:: Material provided ::
PR #246, opened 2018-05-18
Remove `**kwargs` hack and add proper filtering of arguments before call

EgorBu:
Filter arguments to a function before the call.

### DIFF
--- a/sourced/ml/transformers/basic.py
+++ b/sourced/ml/transformers/basic.py
@@ -4,6 +4,7 @@ from typing import Union
 from pyspark import RDD, Row, StorageLevel
 from pyspark.sql import DataFrame, functions
 
+from sourced.ml.extractors.helpers import filter_kwargs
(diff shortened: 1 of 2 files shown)


r0mainK:
Yes I remember this, Vadim asked me to remove it because we were switching to using `create_uast_source`, and additionnal args were filtered in functions calling `create_spark` (`create_engine` and `create_parquet_loader`). I forgot `hash` calls directly this function, so yeah I agree we should filter out extract args here too.

EgorBu:
Should we change hacks like this in [`create_engine`](https://github.com/src-d/ml/blob/master/sourced/ml/utils/engine.py#L48) & ['create_parquet_loader`](https://github.com/src-d/ml/blob/master/sourced/ml/transformers/basic.py#L230) to be consistent? Or should it be another PR for them?

vmarkovtsev:
We totally should remove them, can be here or in other PR as works better for you.

PR #207, opened 2021-12-29
using PATH_MAX

SvenJo:
Signed-off-by: Sven Johannsen <s.johannsen@bretgeld-engineering.de>

### DIFF
--- a/filepath.cc
+++ b/filepath.cc
@@ -5,15 +5,15 @@
 namespace mold {
 
 std::string get_current_dir() {
-  std::string buf(8192, '\0');
+  std::string buf(PATH_MAX, '\0');
   getcwd(buf.data(), buf.size());
   buf.resize(buf.find_first_of('\0'));
   return buf;
 }
 
 std::string get_realpath(std::string_view path) {
-  char buf[8192];
-  if (!realpath(std::string(path).c_str(), buf))
+  std::string buf(PATH_MAX, '\0');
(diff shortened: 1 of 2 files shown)


filepath.cc
```diff
@@ -5,15 +5,15 @@
...
-  std::string buf(8192, '\0');
+  std::string buf(PATH_MAX, '\0');
   getcwd(buf.data(), buf.size());
   buf.resize(buf.find_first_of('\0'));
   return buf;
 }
 
 std::string get_realpath(std::string_view path) {
-  char buf[8192];
-  if (!realpath(std::string(path).c_str(), buf))
```
rui314, line 16: It looks like the new code always returns a string of PATH_MAX length filled with NUL bytes. I think just replacing 8192 with PATH_MAX is better.

sicherha:
Caution! `PATH_MAX` is a bit of a false friend; [relying on it is trickier than one might expect](https://eklitzke.org/path-max-is-tricky) as an actual path might be more than `PATH_MAX` characters long. `getcwd()` and `realpath()` in particular require some special handling. Let me see if I can whip up an alternative patch.

Alcaro:
In POSIX 2008, realpath(path, NULL) calls malloc, so that one's easy.

But yes, getcwd is nontrivial. glibc getcwd has the same NULL-malloc feature, but that's nonstandard.

sicherha:
I guess we can close this pull request, right?

PR #209, opened 2021-12-29
Add lots of quotes to shell scripts

sicherha:
This makes it possible to build and test mold in a path that contains
whitespace characters - with the notable exception of the tests where
`LD_PRELOAD` is used. That's because `LD_PRELOAD` unconditionally treats
any whitespace as separator, regardless of quoting.

The following ShellCheck warnings are eliminated by this commit:
* SC2046: Quote this to prevent word splitting.
* SC2086: Double quote to prevent globbing and word splitting.

Signed-off-by: Christoph Erhardt <github@sicherha.de>

### DIFF
--- a/build-static.sh
+++ b/build-static.sh
@@ -41,4 +41,4 @@ fi
 
 docker run -it --rm "${docker_args[@]}" \
   mold-build-ubuntu20 \
-  make -C /mold -j$(nproc) EXTRA_LDFLAGS="$EXTRA_LDFLAGS" "$@"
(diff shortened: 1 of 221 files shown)


rui314:
Thanks! I honestly don't recommend working in a directory that contains whitespace characters in its name, as it causes troubles like this. But still it is better to support such environment.

sicherha:
Neither do I, but I believe it's worthwhile being cautious. 🙂 After all, a lack of quoting might also lead to very weird behaviour for paths containing `*`, `?` or other wildcard characters.

PR #210, opened 2021-12-29
Fix handling of path buffer sizes

sicherha:
This is a draft pull request that tries to address the concerns raised in #207. I have retained the part of @SvenJo's commit that remains unchanged, and added my suggested overhaul of ` get_current_dir()` and `get_realpath()` as additional commits on top.

@rui314, @SvenJo, please let me know what you think.

### DIFF
--- a/elf/subprocess.cc
+++ b/elf/subprocess.cc
@@ -1,5 +1,6 @@
 #include "mold.h"
 
+#include <filesystem>
 #include <signal.h>
 #include <sys/socket.h>
 #include <sys/stat.h>
@@ -249,15 +250,8 @@ void daemonize(Context<E> &ctx, std::function<void()> *wait_for_client,
   };
 }
 
-template <typename E>
-static std::string get_self_path(Context<E> &ctx) {
-  char buf[4096];
-  size_t n = readlink("/proc/self/exe", buf, sizeof(buf));
-  if (n == -1)
-    Fatal(ctx) << "readlink(\"/proc/self/exe\") failed: " << errno_string();
-  if (n == sizeof(buf))
-    Fatal(ctx) << "readlink: path too long";
-  return {buf, n};
+static std::string get_self_path() {
+  return std::filesystem::read_symlink("/proc/self/exe");
 }
 
 static bool is_regular_file(const std::string &path) {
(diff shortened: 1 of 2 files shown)


rui314:
It's not your fault, but the APIs of realpath, getcwd, readlink and the like are a bit messy, and that's why I just give a large buffer to the functions so that we can forget about the details (unless a user is trying to use mold with an insanely long pathname). Can we just a buffer with 8192 bytes (which is I believe more than enough, but if not, we can even pass a 16 KiB buffer) so that these functions won't fail?

sicherha:
Wait a second - why don't we simply use the [C++17 filesystem API](https://en.cppreference.com/w/cpp/filesystem)? 💡

rui314:
Indeed this looks better. Thanks!

SvenJo:
I also like the idea of using std::filesystem and concentrating to change  get_current_dir and get_realpath. In my own tests I had trouble to implement the rest of the functions inside  filepath.cc using std::filesystem equivalents. (`path_is_dir` is maybe an easy to convert)

Regards,
Sven

rui314:
I landed a patch to use C++17 filesystem API instead of POSIX API inhttps://github.com/rui314/mold/commit/f6e91df440b387c69a33df71d2a44bac58ad14d0, but had to revert it because it broke many builds. I'll find the cause of the issue, fix it and re-land the patch soon.

sicherha:
Here's the relevant compiler error:
```
In file included from demangle.cc:1:
./mold.h:437:40: error: no member named 'generic_format' in 'std::filesystem::path'
  return {path, std::filesystem::path::generic_format};
                ~~~~~~~~~~~~~~~~~~~~~~~^
1 error generated.
```
You may need to replace `std::filesystem::path::generic_format` with `std::filesystem::path::format::generic_format`.

sicherha:
After a bit of code archaeology, here's the explanation: the macOS build image comes with a version of libcxx that was released prior to commit https://github.com/llvm/llvm-project/commit/26005c788b06755ccafe1205de181bbd8b2ed664, which converts the mistaken (overeager) declaration of `enum class format { ...} ;` to the standard-conforming `enum format { ... };`.

rui314:
The problem I was talking about is not about the compilation error on macOS. It started mislinking lots of programs for some reason. I'll investigate, fix it and land it again hopefully soon.

PR #212, opened 2021-12-30
Avoid infinite recursion in do_main<X86_64>

tklauser:
Running mold on x86_64 macOS 11 currently leads to a segfault due to
inifinite recursion in do_main<X86_64>. Protect against this case by
only calling into do_main<X86_64> once if cputype doesn't match.

### DIFF
--- a/macho/main.cc
+++ b/macho/main.cc
@@ -369,8 +369,10 @@ static int do_main(int argc, char **argv) {
   std::vector<std::string> file_args;
   parse_nonpositional_args(ctx, file_args);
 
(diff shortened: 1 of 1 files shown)


rui314:
Can you read https://github.com/rui314/mold/blob/main/CONTRIBUTING.md and add a `signed-off-by` line to your commit? Other than that, LGTM

tklauser:
> Can you read https://github.com/rui314/mold/blob/main/CONTRIBUTING.md and add a `signed-off-by` line to your commit? Other than that, LGTM

Done, thanks.

rui314:
Thanks!

PR #213, opened 2021-12-30
Fix skip check in i386-mergable-strings.sh

tklauser:
Check for the ability to build 32-bit binaries like in the other i386
test cases.


rui314:
Thanks!

PR #214, opened 2021-12-30
[Mach-O] Fatal if no input files are given

tklauser:
Follow the same behavior in the ELF version of read_input_files and
fatal in case no input files are given. This avoids a segfault in
successive functions when running `./ld64.mold` without any arguments.


rui314:
Thanks!

PR #217, opened 2021-12-31
Fix building on Android again

joshcangit:
The commit 946e0c3 undid the fix from pull request #204.
There's now segmentation fault when using mold.
Since macOS's uname doesn't support the `-o` option, the better option is `-a` and not `-r`.
I'm using Termux and this change works.

### DIFF
--- a/Makefile
+++ b/Makefile
@@ -59,7 +59,7 @@ endif
 USE_MIMALLOC = 1
 ifeq ($(OS), Darwin)
   USE_MIMALLOC = 0
-else ifneq (, $(findstring android, $(shell uname -r)))
+else ifneq (, $(findstring Android, $(shell uname -a)))
   USE_MIMALLOC = 0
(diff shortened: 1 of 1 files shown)


rui314:
Apologies for breaking your Android build.

One question: isn't `-r` work for you? `uname -a` should certainly work for most cases, but if someone who names their machine `Android`, `findstring` matches falsely.

rui314:
I submitted d743acb6cddc0403c8f3c022287938513be0693f instead to restore `uname -o`. Unlike the original code, that command is run only when it is running on Linux, so it's compatible with macOS.

joshcangit:
Thanks, that was better than this pull request.

leleliu008:
may be `ifneq ($(findstring -android,$(shell $(CC) -dumpmachine 2>/dev/null)),)` is better.

rui314:
@leleliu008 Thanks! I'll use that technique.

PR #221, opened 2021-12-31
Remove duplicate code

sicherha:
The exact same four lines of code exist a few lines below this hunk.


rui314:
Thanks. Can you add a `signed-off-by` line?

rui314:
Thanks!

PR #230, opened 2022-01-02
Rewrite manual page in `mdoc(7)`

Alhadis:
This PR refactors `docs/mold.1` to use [`mdoc(7)`](https://man.openbsd.org/mdoc.7) instead of [`man(7)`](https://man.openbsd.org/man.7). Mdoc is a modern alternative to the historic `man` macro-set, which abstracts presentational details from higher-level markup.

[Here's a before-and-after](https://codepen.io/alhadis/full/KKXoBOV) comparison to show you how the page will look when formatted for the terminal.

### DIFF
--- a/docs/mold.1
+++ b/docs/mold.1
@@ -1,734 +1,949 @@
-.TH MOLD 1
-.SH NAME
-mold \- A Modern Linker
-
-.SH SYNOPSIS
-mold [\fBoptions\fR] \fIobjfile\fR \fB...\fR
-
-.SH DESCRIPTION
-\fBmold\fR is a multi-threaded, high-performance linker that is
-several times faster than the industry-standard ones, namely, GNU ld,
-GNU gold or LLVM lld. It is developed as a drop-in replacement for
-these linkers and command-line compatible with them with a few
-exceptions.
-.PP
-Note that even though \fBmold\fR can build many userland programs,
-including large ones such as Chrome and Firefox, it is still very
-experimental. Do not use \fBmold\fR for production unless you know
-what you are doing. \fBmold\fR supports Linux/x86-64 and Linux/i386.
-
-.SS "How to use mold"
-On Unix, \fBcc\fR (or \fBgcc\fR or \fBclang\fR, depending on what
-compiler you use) is not just a C compiler but is actually a compiler
-driver for various kinds of input files. \fBcc\fR dispatches based
-on input file extensions. If you pass object files (\fB.o\fR files) to
-a compiler driver, the linker command, which is usually installed as
-\fB/usr/bin/ld\fR, is invoked as a backend.
-.PP
+.\"
+.\" This manpage is written in mdoc(7).
+.\"
+.\" * Language reference:
+.\"   https://man.openbsd.org/mdoc.7
+.\"
+.\" * Atom editor support:
+.\"   https://atom.io/packages/language-roff
+.\"
+.\" * Linting changes:
+.\"   mandoc -Wall -Tlint /path/to/this.file  # BSD
+.\"   groff -w all -z /path/to/this.file      # GNU/Linux, macOS
+.\"
+.\"
+.\" When making changes, please keep the following in mind:
+.\"
+.\" * In Roff, each new sentence should begin on a new line. This gives
+.\"   the Roff formatter better control over text-spacing, line-wrapping,
+.\"   and paragraph justification.
+.\"
+.\" * If a line exceeds the maximum length enforced by a project's \
+.\"   coding style, prefer line-continuation instead of hard-wrapping; \
+.\"   that is, end each incomplete (physical) line with a backslash, \
+.\"   like in this paragraph.
+.\"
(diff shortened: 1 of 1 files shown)


rui314:
I'm pretty much noob when it comes to man pages. I just wrote this man page by copy-pasting macros from other manuals. So, I"m sure this is a dumb question, but what is the point of writing a man page with the mandoc style instead of the current style?

Semantic markup may be a good thing, but does this make a visible difference?

Is this compatible on all Unix-like platforms, i.e. all Linux distros, BSDs and macOS?

What about other projects? Do other project write their man pages in mandoc rather than the GNU-style these days?

Alhadis:
> Is this compatible on all Unix-like platforms, i.e. all Linux distros, BSDs and macOS?

Yes, and it has been for the past 3 decades. I know I said `mdoc` was "modern", but in the context of a 50-year old typesetting system, practically anything written post-1990 is "modern" in comparison (the original `man(7)` macros were written in the mid-70s).

> So, I"m sure this is a dumb question, but what is the point of writing a man page with the mandoc style instead of the current style?

BSD's [`man(1)`](https://man.openbsd.org/man.1) and [`apropos(1)`](https://man.openbsd.org/apropos.1#EXAMPLES) implementations use semantically-tagged data to perform advanced lookup and indexing queries based on page content; e.g., searching for man pages that contain pathnames ending in `.so` that also reference an environment variable named `LD_PRELOAD`:

~~~console
$ apropos 'Pa~\.so$' -a Ev=LD_PRELOAD
~~~

Unlike a conventional search, `.so` is guaranteed only to match strings marked up with [`.Pa`](https://man.openbsd.org/mdoc.7#Pa). There's also the added benefits of improved hyperlinking: I can link directly to the definition of [`.Ev`](https://man.openbsd.org/mdoc.7#Ev) inside `mdoc(7)`, for example.

None of these features are possible with purely presentational markup, which only concerns itself with the _appearance_ of text (bold, underlined, indent, etc).

> Semantic markup may be a good thing, but does this make a visible difference?

In the terminal, the improvements to formatting are marginal, but they spring to life when rendered in any other format (HTML, PDF, PostScript, etc). Compare:

**Unstyled HTML output:**
* [Using `mdoc(7)`](https://codepen.io/alhadis/full/LYzdXej)
* [Using `man(7)`](https://codepen.io/alhadis/full/jOGzQaj)

> What about other projects? Do other project write their man pages in mandoc rather than the GNU-style these days?

BSD-derived systems (OpenBSD, FreeBSD, NetBSD, DragonflyBSD, etc) all use `mdoc(7)` extensively, whereas GNU/Linux gravitate toward the older `man(7)` package. The reason for this is primarily historical: at the time `mdoc` was first written, the `man` macros were already firmly-entrenched in the Unix ecosystem. It was around this time that Linux appeared on the scene and really took off… authors continued to write man pages in the format they were most used to.

Today, the majority of manual pages that use `man(7)` are either
1. generated from sloppy conversion software (DocBook is an infamous example),
2. copy+pasted piecemeal from other man pages (as you did),
3. written by maintainers of [official GNU projects](https://www.gnu.org/philosophy/categories.html#GNUsoftware)[^1]
4. written by casual man page authors who learned through osmosis and/or points 1. or 2. above; these authors often feel little pressure or incentive to learn more about Roff than is necessary to maintain a basic manual page for a project.

[Node.js](https://github.com/nodejs/node) used to be an example of case \#&zwnj;4 until I modernised it for them (see nodejs/node#18559).

[^1]: "For some reason, the FSF *insists* on using the legacy `man(7)` macros. I have no idea why"

rui314:
It looks like only 66 man pages among 3917 in my /usr/share/man/man1/ are written in the mdoc format, so it's definitely a minority. But I'm fine with mdoc because ld.lld's man page is also written in mdoc. I wrote part of it, but I wasn't aware of what that man page was written in.

I'll merge this commit.

One question: why is line continuation preferred over hard line break?

Alhadis:
> It looks like only 66 man pages among 3917 in my /usr/share/man/man1/ are written in the mdoc format, so it's definitely a minority.

Perhaps on your system, which I'm assuming is some flavour of GNU/Linux? On BSD-derived systems, `mdoc` is much more prevalent.

Moreover, you only scanned the contents of your `/usr/share/man/man1/` directory. 😉 Of the 9 different `/usr/share/man/man?` directories, `man1` — the section dedicated to userland commands — is the one most likely to contain a mixture of GNU and BSD-licensed programs (meaning the ratio between `man`/`mdoc` can vary widely).

> One question: why is line continuation preferred over hard line break?

When a sentence ends in an appropriate punctuation character like `. , ) ? !`, the formatter can optimise the spacing of surrounding text, improving the readability of justified or filled paragraphs. A hard line-break is interpreted as the end of a sentence which is missing the terminating full-stop (or comma, question mark, etc).

This tends to be much more noticeable in PDF and PostScript output, but it's also relevant in terminal output as well (particularly when densely-packaged blocks of text are involved).

Issue #222, opened 2022-01-01
Build error on RISC-V 64bits system


OctopusET:
## Error
When I was trying to build with `make -j$(nproc)` on riscv64(QEMU) Debian unstable, I get this error.

>  error: '__TBB_machine_fetchadd4' was not declared in this scope
>   348 |     return __TBB_machine_fetchadd4(ptr, 1) + 1L;

I found similar error https://bugs.funtoo.org/browse/FL-8615?attachmentSortBy=fileName

## Fix
- And I fixed with this [patch](https://code.funtoo.org/bitbucket/users/calrama/repos/kit-fixups/commits/f2b857a6d5c0cffc68afba3e8a273233708d59eb)

- Or using this [patch](https://github.com/oneapi-src/oneTBB/issues/186#issuecomment-871649431) would work too.
```diff
-    return __TBB_machine_fetchadd4(ptr, 1) + 1L;
+    return __atomic_fetch_add(ptr, 1L, __ATOMIC_SEQ_CST) + 1L;
```

And I got another error after patch.
> undefined reference to `__atomic_exchange_1'

I fixed it with this.
```diff
-LIBS = -pthread -lz -ldl -lm
+LIBS = -pthread -lz -ldl -lm -latomic
```
\
\
Although those patches fix build error, but upstream onetbb does not require any patch when I was building on same system, it seems like they [removed](https://github.com/oneapi-src/oneTBB/blob/d1667d514df697f05d771602b268e92560c434c4/src/tbbmalloc/frontend.cpp#L802) Arch specific code. I think updating onetbb to upstream will be better option.

#### References:
- https://github.com/advancedtelematic/aktualizr/issues/1427
- https://stackoverflow.com/questions/35339514/undefined-reference-in-static-library-to-c11-atomic

OctopusET:
Please let me know what would you think the best solution, I can make PR. Thanks

rui314:
Thank you for testing this on RISC-V!

It looks like upgrading onetbb is the best option if it solves the problem for you and doesn't have any regression. Let me take a look.

OctopusET:
Thank you for response!

Please let me know if there is anything I can do.

rui314:
I updated our oneTBB subtree to v2021.5.0, the latest stable version of the library. Can you try again to see if it builds on RISC-V?

OctopusET:
@rui314 Thank you for work.

[...]

PR #232, opened 2022-01-02
Fix build error on riscv64 (#222)

OctopusET:
Patch from this PR: https://github.com/oneapi-src/oneTBB/pull/550
Thank you, @felixonmars

Build works with this patch, but does not support elf64lriscv. So, test fails.

Fix: #222

### DIFF
--- a/Makefile
+++ b/Makefile
@@ -17,6 +17,7 @@ endif
 STRIP ?= strip
 
 OS ?= $(shell uname -s)
+ARCH ?= $(shell uname -m)
 
 # Used for both C and C++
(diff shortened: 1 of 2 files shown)


OctopusET:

:: The problem ::
Only the lines with "lots" are needed; find them in the records and copy each one.

:: Reply ::
Add lots of quotes to shell scripts
The problem I was talking about is not about the compilation error on macOS. It started mislinking lots of programs for some reason. I'll investigate, fix it and land it again hopefully soon.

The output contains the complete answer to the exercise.